__WHAT YOU SHOULD DO__: The expected output is every entry that follows, reproduced exactly.

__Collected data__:
-------------------------

PR #297, opened 2026-08-27
demos: add mouse + wheel callback counter

drewwoods:
Add a simple mouse input demo that reports wheel and mouse button callbacks, including direction, button state, coordinates, and totals.

Allow toggling the wheel callback at runtime to exercise freeglut's fallback handling of wheel events through the mouse callback.

This demo was generated by AI and I have no particular fondness of it, a little too utilitarian for my tastes :stuck_out_tongue_winking_eye:. That said, it does cover this use case, which none of the other demos do.

This was used to verify
- #296


jtsiomb:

-------------------------

__REPLY__:
PR #297, opened 2026-08-27
demos: add mouse + wheel callback counter

drewwoods:
Add a simple mouse input demo that reports wheel and mouse button callbacks, including direction, button state, coordinates, and totals.

Allow toggling the wheel callback at runtime to exercise freeglut's fallback handling of wheel events through the mouse callback.

This demo was generated by AI and I have no particular fondness of it, a little too utilitarian for my tastes :stuck_out_tongue_winking_eye:. That said, it does cover this use case, which none of the other demos do.

This was used to verify
- #296


jtsiomb:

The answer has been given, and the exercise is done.